Between you, you made me have bad moods, which lasted sometimes for ages.  I got up in the morning with a feeling of uncertainty, not knowing what would go wrong or waiting for something to go wrong.  I held this feeling till I went to bed at night and even then you will not allow sleep to conquer you and kept me awake or allowed me to sleep but sleep very light.  I would never feel rested.  I love my profession and I am excellent in my job but between you, you made me feel incompetent and insufficient.  I was nervous about meetings or making presentations because I felt a thousand eyes looking at me and judging me.  I am fortunate to have had colleagues and managers who supported me and stood by me.  I am thankful that many have given me an opportunity despite knowing about the trouble I have with you, that I can get anxious and depressed.  I am well now because of their belief in me.

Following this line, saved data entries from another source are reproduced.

Issue #8997, opened 2023-03-16
[feature] Add support for ad hoc triggering of recurring runs to the KFP SDK


droctothorpe:
### Feature Area

/area sdk

### What feature would you like to see?

Ad hoc trigger support for recurring runs in the KFP SDK (and eventually the UI).

### What is the use case or pain point?

Currently, there is no way to ad hoc trigger a recurring run in KFP. A common user experience is creating a recurring run then validating it works as expected by creating a run. If the cron expression is set to once a day, it's not reasonable to wait until the cron expression is satisfied.

Argo Workflows makes this turn key in its UI and CLI. At the moment, this is not possible in KFP.

### Is there a workaround currently?

The only workaround currently is to take some of the parameters passed to `create_recurring_run` and manually pass them to `create_run_from_pipeline_package`. Part of the problem with this approach, in addition to the fact that it's not obvious or intuitive, is that there parameters of these functions vary in subtle ways. For example, `create_recurring_run` accepts an `experiment_id`, whereas `create_run_from_pipeline_func` accepts an `experiment_name`. 

---

Love this idea? Give it a 👍.

chensun:
Replied in https://github.com/kubeflow/pipelines/pull/8998#issuecomment-1473287386, and we should probably continue the discussion here, as it likely can't be solved by SDK alone.

> A common user experience is creating a recurring run then validating it works as expected by creating a run.

I wonder if the common scenario should be the other way around. Are we usually create a run first then turn it into a recurring once verified the run works?

droctothorpe:
I think validation is just one use case for ad hoc executions of recurring runs, but there are many others.

As a frame of reference, the Argo Workflows UI supports push-button ad hoc executions:

![](https://i.imgur.com/sWREakU.png)

The Argo Workflows CLI also supports ad hoc execution of CronWorkflows:

```bash
argo submit --from cronwf/my-cron-wf
```

chensun:
> I think validation is just one use case for ad hoc executions of recurring runs, but there are many others.

For my education, care to elaborate on some "others"?
"A has some feature thus we should have the same" isn't a convincing argument IMO. I'm not denying the value of the feature, but it just feels unclear to me, and I would like to learn more from a user's perspective.

Anyway, if you would like to proceed, please follow the [contribution guidelines](https://github.com/kubeflow/pipelines/blob/master/CONTRIBUTING.md#contribution-guidelines) for the next steps.

droctothorpe:
[...]

PR #8998, opened 2023-03-16
feat(sdk): implement trigger_recurring_run method

droctothorpe:
This PR implements a `trigger_recurring_run` method in the `Client` class of the SDK.

This method enables ad hoc triggering of recurring runs.

This PR also adds `experiment_id` as a parameter to `create_run_from_pipeline_func` and `create_run_from_pipeline_package` to provide a consistent UX across these functions and `create_recurring_run` and to avoid a potentially unnecessary call to `create_experiment` in the bodies of `create_run_from_pipeline_func` and `create_run_from_pipeline_package`.

We've implemented unit tests to provide coverage for the new functionality. We've also manually validated functionality against the latest release of KFP.

Here's an example of the UX:

```python
rr = client.create_recurring_run(
    pipeline_package_path="recurring_run.yaml",
    experiment_id=experiment_id,
    cron_expression="0 0 * * *", # Once a day at midnight.
    job_name="recurring_run",
    params={},
)

run = client.trigger_recurring_run(rr.id)
```

Relevant issue: https://github.com/kubeflow/pipelines/issues/8997

**Checklist:**

### DIFF
--- a/sdk/python/kfp/client/client.py
+++ b/sdk/python/kfp/client/client.py
@@ -18,6 +18,7 @@ import datetime
 import json
 import logging
 import os
+import random
 import re
 import tarfile
 import tempfile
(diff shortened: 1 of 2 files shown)


connor-mccarthy:
@droctothorpe, what do you think about whether or not this feature should be implemented at the BE API level, rather than via the SDK client only?

connor-mccarthy (commented):
@droctothorpe, what do you think about whether or not this feature should be implemented at the BE API level, rather than via the SDK client only?

droctothorpe:
> @droctothorpe, what do you think about whether or not this feature should be implemented at the BE API level, rather than via the SDK client only?

Before we submitted this PR, I said, "Brace yourselves, we might be asked to fix this on the BE instead!" 😂 😂 😂 

Figured a fix in the SDK would be less disruptive since it's basically downstream of everything, but happy to tackle on the BE if that's preferable.

connor-mccarthy:
cc @chensun on discussion of whether to implement in BE and, if so, how to coordinate

chensun:
This SDK implementation only mimics triggering an ad-hoc recurring run, but in reality the one-off run has nothing to with recurring run aside from sharing the same pipeline template and runtime parameters--on the UI for example, it won't have a link to the origin recurring run, and listing run instances of a recurring run won't include such one-off runs. 

So I think if we decided this is an important feature that we want native KFP support, we should do it on the API level. Otherwise, it would always be a client-side hack. Such hack is simple enough to be part of user code/library, it probably shouldn't be part of KFP SDK.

Now that I have befriended you, I know you well and I am able to slowly teach myself to calm myself when you visit me.  In fact now, I can sense your arrival and prepare myself for your visits.  Even today I am apprehensive when you visit me but I feel more capable of being around you and feel that I have the ability to manage you.  Even now, there are bad days but I strive on in the belief that I am a survivor and I plod on.

To those reading this blog, please remember to look around the people you are with and be gentle and patient with some of us who live these struggles, we are constantly feeling tired and it takes a great effort sometimes to get daily chores done and get through a workday.  You will never know that we are having a bad day because we have got used to being told to get on but your caring helps us better on a bad day.  We get our strength from our family, our colleagues, our professions but do not tell us to “get on” because we already are getting on.

To those of us who survived and are surviving each day, cheers!!